Start of Source records

PR #335, opened 2017-11-29
Implemented paranoia mode [New suggested changes]

jkribeiro:
This PR was based on https://github.com/drupal-composer/drupal-project/pull/180

Initially, I know that is not a good thing to have parallel PR for the same change, I'm gonna explain:
I've been running the paranoia mode on some of my projects for a while and since https://github.com/drupal-composer/drupal-project/pull/180 has been without activity for some time, I decided to fork it and created this PR with the changes that I've made. I tried to create a PR from https://github.com/drupal-composer/drupal-project/pull/180 but it is conflicting, so, here is a fresh one from 8.x.

__Main changes made from the original PR__
- __Recreate the web dir on every assets installer process__: The web directory is disposable, I think its needs to be deleted and recreated from scratch on every installation to remove the old assets and install the new ones.
- __Added new config for Public files folder location__: A new *optional* config was added to be able to set a custom symlink target for the the public files at the web dir. This could help with custom locations on different servers. The new optional config is `drupal-web-dir-public-files`.

I'm running the paranoia mode on Acquia Cloud servers, to be able to customize this for Acquia structure, I've created https://github.com/jkribeiro/drupal-project-acquia-paranoia-mode for additional installation/instruction.


webflo:
Thanks for working on this. I will review it next week. I would like to keep the feature optional (opt-in) because i don't won't to further diverge from a default Drupal setup. It makes it harder for new people to understand all the bits and pieces.

jkribeiro:
I agree, this should be optional. 

@webflo FYI I'm working on an experimental Composer plugin based on this implementation. I think with an separated composer plugin the users can easily install the paranoia mode. Another advantage for having a separated repo for this is that we can isolate the issues, releases etc.

I'll send the repo to you review. If you approve, we can move the plugin to `drupal-composer` org.
Thanks.

jkribeiro:
@webflo as mentioned, I've created a Composer plugin based on this PR.

https://github.com/jkribeiro/drupal-composer-paranoia

Please, let me know what do you think.

jkribeiro:
Hi @webflo , I think we can close this PR because as you said, we don't want to force the paranoia mode to the projects, this should be optional.

We have been using this [plugin](https://github.com/jkribeiro/drupal-composer-paranoia) for about 4 months on 50 sites. Different users are using this and so far no problem has been reported.

What do you think about the idea of moving this plugin to `drupal-composer` GitHub organization as an alpha release?

This plugin/paranoia was mentioned on a DrupalCon session https://events.drupal.org/nashville2018/sessions/drupal-core-auto-update-architecture

webflo:
@jkribeiro Great news. Ok lets move the plugin into the drupal-composer namespace.

webflo:
New Project https://github.com/drupal-composer/drupal-paranoia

End of Source records

» **Directions**:
Each line of the data must be written out exactly as it appears.

» **Answer space**:
PR #335, opened 2017-11-29
Implemented paranoia mode [New suggested changes]

jkribeiro:
This PR was based on https://github.com/drupal-composer/drupal-project/pull/180

Initially, I know that is not a good thing to have parallel PR for the same change, I'm gonna explain:
I've been running the paranoia mode on some of my projects for a while and since https://github.com/drupal-composer/drupal-project/pull/180 has been without activity for some time, I decided to fork it and created this PR with the changes that I've made. I tried to create a PR from https://github.com/drupal-composer/drupal-project/pull/180 but it is conflicting, so, here is a fresh one from 8.x.

__Main changes made from the original PR__
- __Recreate the web dir on every assets installer process__: The web directory is disposable, I think its needs to be deleted and recreated from scratch on every installation to remove the old assets and install the new ones.
- __Added new config for Public files folder location__: A new *optional* config was added to be able to set a custom symlink target for the the public files at the web dir. This could help with custom locations on different servers. The new optional config is `drupal-web-dir-public-files`.

I'm running the paranoia mode on Acquia Cloud servers, to be able to customize this for Acquia structure, I've created https://github.com/jkribeiro/drupal-project-acquia-paranoia-mode for additional installation/instruction.


webflo:
Thanks for working on this. I will review it next week. I would like to keep the feature optional (opt-in) because i don't won't to further diverge from a default Drupal setup. It makes it harder for new people to understand all the bits and pieces.

jkribeiro:
I agree, this should be optional. 

@webflo FYI I'm working on an experimental Composer plugin based on this implementation. I think with an separated composer plugin the users can easily install the paranoia mode. Another advantage for having a separated repo for this is that we can isolate the issues, releases etc.

I'll send the repo to you review. If you approve, we can move the plugin to `drupal-composer` org.
Thanks.

jkribeiro:
@webflo as mentioned, I've created a Composer plugin based on this PR.

https://github.com/jkribeiro/drupal-composer-paranoia

Please, let me know what do you think.

jkribeiro:
Hi @webflo , I think we can close this PR because as you said, we don't want to force the paranoia mode to the projects, this should be optional.

We have been using this [plugin](https://github.com/jkribeiro/drupal-composer-paranoia) for about 4 months on 50 sites. Different users are using this and so far no problem has been reported.

What do you think about the idea of moving this plugin to `drupal-composer` GitHub organization as an alpha release?

This plugin/paranoia was mentioned on a DrupalCon session https://events.drupal.org/nashville2018/sessions/drupal-core-auto-update-architecture

webflo:
@jkribeiro Great news. Ok lets move the plugin into the drupal-composer namespace.

webflo:
New Project https://github.com/drupal-composer/drupal-paranoia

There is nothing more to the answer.